Segment Start: THE RECORDS

PR #2605, opened 2018-09-24
GameDB: Add VU Clamp Mode and GIF FIFO Hack to SOCOM 1

MrCK1:
This PR resolves bad shadows and random sprite/HUD corruption in SOCOM 1.

### DIFF
--- a/bin/GameIndex.dbf
+++ b/bin/GameIndex.dbf
@@ -1480,6 +1480,8 @@ Region = PAL-M5
 Serial = SCES-50928
 Name   = SOCOM - U.S. Navy SEALs [Beta & Full Release]
 Region = PAL-M6
+vuClampMode = 2 // Fixes bad shadows.
+GIFFIFOHack = 1 // Resolves random sprite/HUD corruption.
 ---------------------------------------------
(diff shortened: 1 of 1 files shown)


ssakash:
What about the performance impact with GIF FIFO hack in the parts of the game? I'm pretty sure @refractionpcsx2 told me it'll be more demanding. (Just wondering if the performance-accuracy trade is worthy enough to leave it on automatically)

refractionpcsx2:
Probably more demanding, but if it needs it, it needs it

MrCK1:
Well the other option is to use the EE Timing Hack, but we can assume this option is at least a bit safer (and supposedly more correct?) :P

In this instance, I didn't see any speed penalties during my testing.

refractionpcsx2:
Yeah it's more correct. I guess it's going to depend on the performance hit to if the users would use one hack over the other. Is there issues in using the ee timing fix?

MrCK1:
I didn't do any thorough testing using the EE Timing hack but I can check later before we merge this.

lightningterror:
> CK: There's no perf difference with EE timing hack, you can merge it.

PR #2608, opened 2018-09-28
GSdx: Wrap negative UV on region repeat wrap mode.

lightningterror:
@KrossX showing GSdx some more love.

Makes UV coord be on the range [0, SIZE) before applying mask and
offset. This fixes Xenosaga's hair for example, which has negative UV
coords.

Xenosaga Example

Master HW:
image

PR:
image

SW:
image

Needs to be tested for any regressions.
@atomic83GitHub I leave the testing to you.


gregory38:
I know I'm a bit late. It would be nice a comment in the code.

Potentially the fract could be limited on `FST == 0` (float coordinate) mode. Because I don't know how we manage to get negative value with `FST == 1` (uint coordinate)

atomic83GitHub:
Sorry for the very late response, I was very much busy this time, anyway there is no regressions in games I tested, although it improve a bit some post process effect in Beyond good and evil which had the same black lines as Xenosaga.

PR #2613, opened 2018-10-02
GSdx: Limit Wrap negative UV when PS_FST is 0 only

lightningterror:
Follow up to https://github.com/PCSX2/pcsx2/pull/2608#issuecomment-426311409


KrossX:
Thanks! And yup, it still works.

PR #2619, opened 2018-10-05
Get host mac correctly on Windows

lowlyocean:
Follow on to #2586 which ensures that MAC address is unique on Xlink Kai when using Windows. Apparently the old GetAdapterInfo() API is deprecated after Windows XP. Previous build was returning last two bytes as 00:00 rather than last two bytes of host adapter's MAC as highlighted below
capture

### DIFF
--- a/plugins/dev9ghzdrk/Linux/dev9ghzdrk.ui
+++ b/plugins/dev9ghzdrk/Linux/dev9ghzdrk.ui
@@ -69,6 +69,7 @@
         </child>
         <child>
           <object class="GtkComboBoxText" id="IDC_BAYTYPE">
+         <property name="sensitive">False</property>
         <property name="visible">True</property>
         <property name="can_focus">False</property>
         <property name="has_entry">True</property>
@@ -129,7 +130,7 @@
               <object class="GtkComboBoxText" id="IDC_ETHDEV">
             <property name="visible">True</property>
             <property name="can_focus">False</property>
-            <property name="has_entry">True</property>
+            <property name="has_entry">False</property>
             <property name="entry_text_column">0</property>
               </object>
               <packing>
@@ -172,6 +173,7 @@
         <child>
           <object class="GtkCheckButton" id="IDC_HDDENABLED">
             <property name="label" translatable="yes">ENABLED</property>
+            <property name="sensitive">False</property>
             <property name="visible">True</property>
             <property name="can_focus">True</property>
             <property name="receives_default">False</property>
@@ -201,6 +203,7 @@
             </child>
             <child>
               <object class="GtkEntry" id="IDC_HDDFILE">
+            <property name="sensitive">False</property>
             <property name="visible">True</property>
             <property name="can_focus">False</property>
               </object>
@@ -223,7 +226,7 @@
           <object class="GtkLabel" id="label2">
         <property name="visible">True</property>
         <property name="can_focus">False</property>
-        <property name="label" translatable="yes">Hard Disk Drive (not yet properly implemented</property>
+        <property name="label" translatable="yes">Hard Disk Drive (not yet properly implemented)</property>
           </object>
         </child>
       </object>
--- a/plugins/dev9ghzdrk/Win32/Win32.cpp
+++ b/plugins/dev9ghzdrk/Win32/Win32.cpp
@@ -51,16 +51,15 @@ void OnInitDialog(HWND hW) {
 	for (int i=0; i<pcap_io_get_dev_num(); i++) {
 		dev = pcap_io_get_dev_desc(i);
 		int itm=ComboBox_AddString(GetDlgItem(hW, IDC_ETHDEV), dev);
-		ComboBox_SetItemData(GetDlgItem(hW, IDC_ETHDEV),itm,strdup(pcap_io_get_dev_name(i)));
+		ComboBox_SetItemData(GetDlgItem(hW, IDC_ETHDEV),itm,_strdup(pcap_io_get_dev_name(i)));
 		if (strcmp(pcap_io_get_dev_name(i), config.Eth) == 0) {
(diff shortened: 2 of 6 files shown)


lightningterror:
> Apparently the old GetAdapterInfo() API is deprecated after Windows XP

I believe there were also some warnings indicating that on windows side so this should fix some of them as well.

arcum42:
@lightningterror I believe "on Windows" is the key phrase here...

plugins/dev9ghzdrk/pcap_io.cpp
```diff
@@ -51,29 +51,43 @@ int GetMACAddress(char *adapter, mac_address* addr)
...
+		return 0;
+
+	pAdapterInfo = AdapterInfo;
+
+	char adapter_desc[128] = "\0";
+
+	// Must get friendly description from the cryptic adapter name
+	for (int ii = 0; ii < pcap_io_get_dev_num(); ii++)
+		if (0 == strcmp(pcap_io_get_dev_name(ii), adapter) )
+			strcpy(adapter_desc, pcap_io_get_dev_desc(ii));
```
turtleli: Shouldn't there be a `break;` after a successful match?

plugins/dev9ghzdrk/pcap_io.cpp
```diff
@@ -51,29 +51,43 @@ int GetMACAddress(char *adapter, mac_address* addr)
...
+
```
turtleli: Trailing whitespace.

plugins/dev9ghzdrk/pcap_io.cpp
```diff
@@ -51,29 +51,43 @@ int GetMACAddress(char *adapter, mac_address* addr)
...
+		NULL,
+		AdapterInfo,
+		&dwBufLen
+	);
+	if(dwStatus != ERROR_SUCCESS)
+		return 0;
+
+	pAdapterInfo = AdapterInfo;
+
+	char adapter_desc[128] = "\0";
```
turtleli: `""` should be null terminated.

plugins/dev9ghzdrk/pcap_io.cpp
lowlyocean: Optional here. There can only be one match because Windows doesn't allow duplicate descriptions

turtleli: It's more about making the intention of the code clearer. If someone reads this code they might be confused about why the search hasn't ended after a match has occurred.

turtleli:
> Mind amending the commit with your proposed changes?

Maybe later today if no one else has done it.

plugins/dev9ghzdrk/Linux/dev9ghzdrk.ui
```diff
@@ -69,6 +69,7 @@
         </child>
         <child>
           <object class="GtkComboBoxText" id="IDC_BAYTYPE">
+		 <property name="sensitive">False</property>
```
lightningterror: Tabs. The file uses normal spaces. Same goes for the other changes in this file.

plugins/dev9ghzdrk/Linux/dev9ghzdrk.ui
```diff
@@ -69,6 +69,7 @@
         </child>
         <child>
           <object class="GtkComboBoxText" id="IDC_BAYTYPE">
+         <property name="sensitive">False</property>
```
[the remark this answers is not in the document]
lowlyocean: This file was machine generated, I'm going to leave it as is with the exception of the lines I'm adding, unless there's strong objection

plugins/dev9ghzdrk/smap.cpp
```diff
@@ -416,10 +415,11 @@ smap_read16(u32 addr)
 		}
 		*/
 	}
-
+	else
+		return rv;
```
TheLastRar: This will prevent the logging code below from running even when DEV9_LOG_ENABLE is defined.

lowlyocean:
Anything left to do before merge? Thanks all for reviewing

lightningterror:
@TheLastRar , @turtleli  you fine with the changes ?

plugins/dev9ghzdrk/Win32/Win32.cpp
```diff
@@ -77,7 +77,7 @@ void OnOk(HWND hW) {
 	if (i == -1)
 	{
 		//adapter not selected
-		if (Button_GetCheck(GetDlgItem(hW, IDC_ETHENABLED)))
+		if ( config.ethEnable = Button_GetCheck(GetDlgItem(hW, IDC_ETHENABLED)))
```
TheLastRar: This if statement will only run if no adapter is selected, As this is now where the config value is saved, you won't be able to enable, or disable the pulgin's ethernet emulation if you've selected an adapter.

TheLastRar:
After a quick test, the mac address is correctly read from my adapter and set as required (checked with Kai and the Network access disc), The issue with saving the enable ethernet option was the only one I found.

I'm not concerned with the removal of reg import code, It's probably lived its purpose by this point.

plugins/dev9ghzdrk/Win32/Win32.cpp
lowlyocean: Good point. If you can squash the change in (revert back to two separate calls), great. If not I'll do it in a few hours when I'm able

lowlyocean:
Removed trailing whitespace. Moved assignment of ethEnable back where it was

lowlyocean:
A user in SOCOM 2's Xlink lobby last night is anticipating this merge because his mac appears to be changing each time he runs pcsx2 (no idea if he's using CLR-DEV9). Let's close this out

lowlyocean:
Yes continue with merge, thank you

lightningterror:
Just gave it a quick build and looks like some warnings have indeed been fixed.
Arcum also approves of it so I'm merging this.

PR #2630, opened 2018-10-09
GSdx: Remove ancient ATI point sampler hack for 8-bit textures

MrCK1:
Removes an ancient hack for ATI cards that caused texture alignment/minor warping issues in DX11 HW when 8-bit textures were enabled/used. This was first noticed in Shox, but likely affected other games as well. 

Before and after comparison for those who are curious. Notice the line in the bottom left corner of the ground texture.

ati_hack


MrCK1:
Apparently it's still needed for AMD cards.

PR #2631, opened 2018-10-10
PCSX2: GUI textstring corrections

pgert:


lightningterror:
I guess it's a little bit better.

willkuer:
Does this punctuation change invalidate all translations? Of this sentence?

pgert:
> 
> 
> Does this punctuation change invalidate all translations? Of this sentence?

Oops, yes it does.
Should this be reverted?

lightningterror:
Well it does but this is a bit better, will see what others say.

willkuer:
I just wonder whether it makes sense to run some script to revalidate those translated entries by just replacing the old string by the new string.

From my point of view a real ID that never changes and a po/mo for english would be much better. But as long as this is not available I’d suggest to consider some migration logic to enable changing english string without affecting all other localizations.

lightningterror:
@turtleli can you work your magic and create a script like that :)

PR #2641, opened 2018-10-15
GSdx: Change how some crc hacks work on native resolution

lightningterror:
Change the code so that some crc hacks on some games that remove
ghosting/blur issues on upscaled resolutions are disabled on native
resolution if crc hack level is below Aggressive state (most of the time).
They aren't needed then so why don't we aim for better accuracy.

Edit: @mirh I believe you'd like this change :smile:

### DIFF
--- a/plugins/GSdx/GSHwHack.cpp
+++ b/plugins/GSdx/GSHwHack.cpp
@@ -23,6 +23,7 @@
 #include "GSState.h"
 #include "GSdx.h"
 
+bool s_nativeres;
 static CRCHackLevel s_crc_hack_level = CRCHackLevel::Full;
 
 // hacks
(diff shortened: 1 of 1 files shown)


mirh:
I never was all that much into CRC hacks tbh. 
Anyway, why were (and still are on aggressive) upscaling ones enabled on native to begin with?

lightningterror:
For people with potato pcs or if they don't like blur effects so I left them there.

lightningterror:
You know what I might just disable those crc hacks altogether like you said.

mirh:
I'm not sure how performance relates to them.

avih:
From the commit message:

> They aren't needed then so why don't we aim for better accuracy.

Did you check each of those games, verified that the CRC hack fixes/does-something-useful when scaled, but does nothing useful (other than removing a perfectly good blur) at native resolution?

Some of those fixes, IIRC, are for performance reasons to begin with and not necessarily to fix scaling issues.

In general, the whole CRC hacks is hacky to begin with. I'm not entirely sure that adding automation based on resolution is great. Except maybe for hand-picked hacks which were verified to really fix a broken thing when scaled, but do absolutely nothing useful when unscaled.

Is this such a hand-picked list with these conditions?

mirh:
*thinks all hacks should have a thorough explanation for reproducibility and all* (not sure if that wasn't any hinting at my automatic hacks issue)

lightningterror:
I checked all except RedDeadRevolver and UltramanFightingEvolution throughout the year, anyway I just remembered that Street fighter EX is not an upscaling but a different kind of issue also present on native.

lightningterror:
> thinks all hacks should have a thorough explanation for reproducibility and all 

A lot of hacks were added by Cutie with kanji comments, but the comments later on got removed leaving all of us in the dark what they do. Unless you actually do some digging in commit history if you know what you're looking for. Some basic google translations could've been added.
https://github.com/PCSX2/pcsx2/commit/21522e71b2267f879b1c5cef0049959ac42adcf4

PR #2642, opened 2018-10-15
Switch to using the current cmake policies, not depreciated ones.

arcum42:
In the comments in the cmake file, it said that it had already been changed to support the new policies, but it hadn't been tested. Eventually, those depreciated policies will no longer be there, so switching is something that should be done at some point.

I switched both on, and built with all the extra plugins and with gtk 2 and gtk 3. It seemed to work both times. Doing as a PR request do it can get a bit of testing before being turned on in the main system. (And so I can see a travis cl build before committing.)

### DIFF
--- a/CMakeLists.txt
+++ b/CMakeLists.txt
@@ -2,44 +2,9 @@
 project(Pcsx2)
 
 # Debian-based distributions require at least 2.8.5 due to multiarch.
-cmake_minimum_required(VERSION 2.8.5)
-
-# Keep OLD policy. Code was updated to support the new one but wasn't tested
-# Well, no time like the present to test it!
-#
-# cmake version 2.8.9
-#   CMP0018
-#        Ignore CMAKE_SHARED_LIBRARY_<Lang>_FLAGS variable.
-# 
-#        CMake 2.8.8 and lower compiled sources in SHARED and MODULE libraries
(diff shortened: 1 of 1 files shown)


gregory38:
Hum, we need to check 64 bits build. If I remember correctly -fpic should be mandatory for 64 bits.

gregory38:
I think it will be safer to bump cmake requirement to 2.8.12 (which introduce the policy 22).

And maybe check if we can replace FindGTK3.cmake by  pkg-config (i.e. CheckLib.cmake)

orbea:
Maybe it would be a good idea to add this to the `1.6` milestone? It might be annoying if this was not fixed before the next release and then newer cmake versions remove the deprecated policies.

arcum42:
64 and 32 bit versions have been tested, and I think we're set on this. Best way to get more testing at this point will be merging. Once travis and appveyor give a green light, anyways.

orbea:
I tested this PR here and it worked fine. I would suggest squashing the commits into one and not to be too pedantic, but iit's spelled "Deprecated" without the "i". :)

arcum42:
As long as people understood what I meant. I didn't say depreciated in the comments, at least.

And I'm just basically waiting on the automated builds finishing at this point...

Segment End: THE RECORDS

§ BRIEF
For the word "fixed", go through the records and show each line that carries it.

§ TASK RESULT
Just gave it a quick build and looks like some warnings have indeed been fixed.
Maybe it would be a good idea to add this to the `1.6` milestone? It might be annoying if this was not fixed before the next release and then newer cmake versions remove the deprecated policies.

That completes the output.